Here are a few examples. 


http://i39.tinypic.com/33a8oi8.jpg    Panzer 4


http://i40.tinypic.com/b6avkg.jpg    Panther tank

http://i44.tinypic.com/xb00fa.jpg     Tiger


----------



## Captain Howdy (Nov 22, 2011)

Looks like the same artist who combined Zoids with characters from the show.

They exist...That's pretty much the end of discussion v:


----------



## Sarcastic Coffeecup (Nov 22, 2011)

Worst tank rapes ever. But meh, someone might like it.

Btw, didn't you just make a thread about you leaving?


----------



## Kaamos (Nov 22, 2011)

Why are they are all wearing skirts? Is there just something wrong with wearing a decent pair of pants?


----------



## Leafblower29 (Nov 22, 2011)

Kaamos said:


> Why are they are all wearing skirts? Is there just something wrong with wearing a decent pair of pants?


I think the artist was trying to make them sexy.


----------



## Kit H. Ruppell (Nov 22, 2011)

Looks like something a spergy 8-year-old imagined, then got some professional artist to draw.


----------



## Aidy (Nov 22, 2011)

Sarcastic Coffeecup said:


> Btw, didn't you just make a thread about you leaving?
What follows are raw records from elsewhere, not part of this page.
PR #349, opened 2024-03-18
Include missind header for Win32 Threads check

BtbN:
Recent compilers (mostly clang) just abort on implicit function declaration. So this check could never succeed there, since the proper header for the tested function was not included.

### DIFF
--- a/configure.ac
+++ b/configure.ac
@@ -700,7 +700,8 @@ if test "$enable_threads" = "yes"; then
         # Win32 threads are the default on Windows:
     if test -z "$THREADLIBS"; then
         AC_MSG_CHECKING([for Win32 threads])
-        AC_LINK_IFELSE([AC_LANG_PROGRAM([[#include <windows.h>]], [[_beginthreadex(0,0,0,0,0,0);]])],[THREADLIBS=" "; AC_MSG_RESULT(yes)],[AC_MSG_RESULT(no)])
+        AC_LINK_IFELSE([AC_LANG_PROGRAM([[#include <windows.h>
+                                          #include <process.h>]], [[_beginthreadex(0,0,0,0,0,0);]])],[THREADLIBS=" "; AC_MSG_RESULT(yes)],[AC_MSG_RESULT(no)])
     fi
 
     # POSIX threads, the default choice everywhere else:


configure.ac
```diff
@@ -700,7 +700,7 @@ if test "$enable_threads" = "yes"; then
         # Win32 threads are the default on Windows:
     if test -z "$THREADLIBS"; then
         AC_MSG_CHECKING([for Win32 threads])
-        AC_LINK_IFELSE([AC_LANG_PROGRAM([[#include <windows.h>]], [[_beginthreadex(0,0,0,0,0,0);]])],[THREADLIBS=" "; AC_MSG_RESULT(yes)],[AC_MSG_RESULT(no)])
+        AC_LINK_IFELSE([AC_LANG_PROGRAM([[#include <windows.h>]], [[#include <process.h>]], [[_beginthreadex(0,0,0,0,0,0);]])],[THREADLIBS=" "; AC_MSG_RESULT(yes)],[AC_MSG_RESULT(no)])
```
stevengj, line 703: both headers should be part of the same "prologue" argument to [`AC_LANG_PROGRAM`](https://www.gnu.org/software/autoconf/manual/autoconf-2.63/html_node/Generating-Sources.html):
```suggestion
        AC_LINK_IFELSE([AC_LANG_PROGRAM([[#include <windows.h>
#include <process.h>]], [[_beginthreadex(0,0,0,0,0,0);]])],[THREADLIBS=" "; AC_MSG_RESULT(yes)],[AC_MSG_RESULT(no)])
```

stevengj: Or maybe we should just replace `windows.h` with `process.h` if the latter is the correct header. 
```suggestion
        AC_LINK_IFELSE([AC_LANG_PROGRAM([[#include <process.h>]], [[_beginthreadex(0,0,0,0,0,0);]])],[THREADLIBS=" "; AC_MSG_RESULT(yes)],[AC_MSG_RESULT(no)])
```
(I thought that `windows.h` used to include `process.h`?  But the [`_beginthreadex` docs](https://learn.microsoft.com/en-us/cpp/c-runtime-library/reference/beginthread-beginthreadex?view=msvc-170) say that `process.h` is the right header for this function.)

BtbN: I'm not sure if it's valid to include process.h without windows.h.
Typically other winapi headers depend on windows.h having already been included.

Though I tested it, and plain replacing windows.h with process.h here does _work_ at least.

stevengj: In [thread.c](https://github.com/FFTW/fftw3/blob/master/threads/threads.c#L164-L165) we use both headers, so maybe it would be safer to do so here, i.e. using the first version of my patch above.

BtbN: Yeah, that's what I went with as well.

his little brother made that thread apparently, totally not him looking for attention or anything


----------



## Dreaming (Nov 22, 2011)

Ewwwwwwww.




Anime.


----------



## LizardKing (Nov 22, 2011)

XSEAN 115 said:


> Have any of you hear of these *Panzer girls?



Nope.

...

Are we done?


----------



## DuganOToole (Nov 22, 2011)

I hadn't until I saw this thread and now I'm sad.  They took something awesome and manly and turned into anime fap girls.  Blasted weeabos.


----------



## Lunar (Nov 22, 2011)

Kaamos said:


> Why are they are all wearing skirts? Is there just something wrong with wearing a decent pair of pants?


I love shorts~  They're so comfy and easy to wear~
No, but seriously, skirts piss me off.  I love my jeans.  Why do people like skirts??  Why??


DuganOToole said:


> I hadn't until I saw this thread and now I'm sad.  They took something awesome and manly and turned into anime fap girls.  Blasted weeabos.


It would be better if they were actual photos and if the girls were in an actual uniform.  This is just sad.  Damnit, Japan.


----------



## Schwimmwagen (Nov 22, 2011)

Oh my.


----------



## Aetius (Nov 22, 2011)

ew weaboos.


----------



## Sar (Nov 22, 2011)

XSEAN 115 said:


> Have any of you hear of these *Panzer girls?
> 
> The take the most advance weapon system of their times and  (I cannot even explain it).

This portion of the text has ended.